**What this task involves**
Each record should be returned exactly as it is written.

**Supplied entries**
PR #3816, opened 2024-03-19
fp16 resnet (without expand backwards sum in float, doesn't work)

chaosagent:
this used to at least produce non-nan losses.

testing it...


chenyuxyz:
can you sync this to master? want to see where we are. I fixed the linearizer failure case, and I think the int index is better to be added at `expr_idx`

tinygrad/shape/symbolic.py
```diff
@@ -13,6 +13,7 @@ class Node:
   max: sint
   def render(self, ops=None, ctx=None) -> Any:
     if ops is None: ops = render_python
+    assert -2 ** 31 <= self.min <= self.max < 2 ** 31, f"calculation overflows 32-bit int! {self.__class__} {self.min} {self.max}"
```
chenyuxyz, line 16: i think this belongs to expr_idx so symbolic can be pure symbolic

tinygrad/tensor.py
```diff
@@ -343,7 +343,7 @@ def backward(self) -> Tensor:
 
     # fill in the first grad with one. don't use Tensor.ones because we don't need contiguous
     # this is "implicit gradient creation"
-    self.grad = Tensor(1.0, device=self.device, requires_grad=False)
+    self.grad = Tensor(1.0, device=self.device, requires_grad=False, dtype=self.dtype)
```
chenyuxyz, line 346: i merged this in #3613

test/test_linearizer_failures.py
```diff
@@ -215,5 +215,13 @@ def test_failure_27(self):
     for opts in all_failing_opts:
       helper_test_lin(Linearizer(ast), opts, failed_platforms=["METAL", "HSA", "CUDA", "CLANG"]) # "GPU" is a compiler failure
 
+  def test_failure_28(self):
```
chenyuxyz, line 218: this does not fail anymore after symbolic fix i think

tinygrad/realize.py
```diff
@@ -228,6 +228,7 @@ def create_schedule(outs:List[LazyBuffer], seen:Optional[Set[LazyBuffer]]=None)
           st_childs = dedup([s for s in tr_next.srcs if s.base == tr])
           if len(st_childs) > 1: break
           if st.size != st_childs[0].st.size: break
+          if len(st_childs) > 0 and tr.dtype.itemsize < tr_next.dtype.itemsize: break
```
chaosagent, line 231: need to isolate this line and test it out

chenyuxyz:
Can we have a version of this merged first? I wan to test bf16 training too. I think it's fine as long as it's not changing core tinygrad and all currently working stuff (float32 resnet, float32/half cifar) still works

chaosagent:
i'll try to clean this up today.

chaosagent:
for reference, the only additional thing needed to make this work is expand = float.expand.half

maybe a few of the changes here are unnecessary, need to do ablations.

**Solution for this exercise**
PR #3816, opened 2024-03-19
fp16 resnet (without expand backwards sum in float, doesn't work)

chaosagent:
this used to at least produce non-nan losses.

testing it...


chenyuxyz:
can you sync this to master? want to see where we are. I fixed the linearizer failure case, and I think the int index is better to be added at `expr_idx`

tinygrad/shape/symbolic.py
```diff
@@ -13,6 +13,7 @@ class Node:
   max: sint
   def render(self, ops=None, ctx=None) -> Any:
     if ops is None: ops = render_python
+    assert -2 ** 31 <= self.min <= self.max < 2 ** 31, f"calculation overflows 32-bit int! {self.__class__} {self.min} {self.max}"
```
chenyuxyz, line 16: i think this belongs to expr_idx so symbolic can be pure symbolic

tinygrad/tensor.py
```diff
@@ -343,7 +343,7 @@ def backward(self) -> Tensor:
 
     # fill in the first grad with one. don't use Tensor.ones because we don't need contiguous
     # this is "implicit gradient creation"
-    self.grad = Tensor(1.0, device=self.device, requires_grad=False)
+    self.grad = Tensor(1.0, device=self.device, requires_grad=False, dtype=self.dtype)
```
chenyuxyz, line 346: i merged this in #3613

test/test_linearizer_failures.py
```diff
@@ -215,5 +215,13 @@ def test_failure_27(self):
     for opts in all_failing_opts:
       helper_test_lin(Linearizer(ast), opts, failed_platforms=["METAL", "HSA", "CUDA", "CLANG"]) # "GPU" is a compiler failure
 
+  def test_failure_28(self):
```
chenyuxyz, line 218: this does not fail anymore after symbolic fix i think

tinygrad/realize.py
```diff
@@ -228,6 +228,7 @@ def create_schedule(outs:List[LazyBuffer], seen:Optional[Set[LazyBuffer]]=None)
           st_childs = dedup([s for s in tr_next.srcs if s.base == tr])
           if len(st_childs) > 1: break
           if st.size != st_childs[0].st.size: break
+          if len(st_childs) > 0 and tr.dtype.itemsize < tr_next.dtype.itemsize: break
```
chaosagent, line 231: need to isolate this line and test it out

chenyuxyz:
Can we have a version of this merged first? I wan to test bf16 training too. I think it's fine as long as it's not changing core tinygrad and all currently working stuff (float32 resnet, float32/half cifar) still works

chaosagent:
i'll try to clean this up today.

chaosagent:
for reference, the only additional thing needed to make this work is expand = float.expand.half

maybe a few of the changes here are unnecessary, need to do ablations.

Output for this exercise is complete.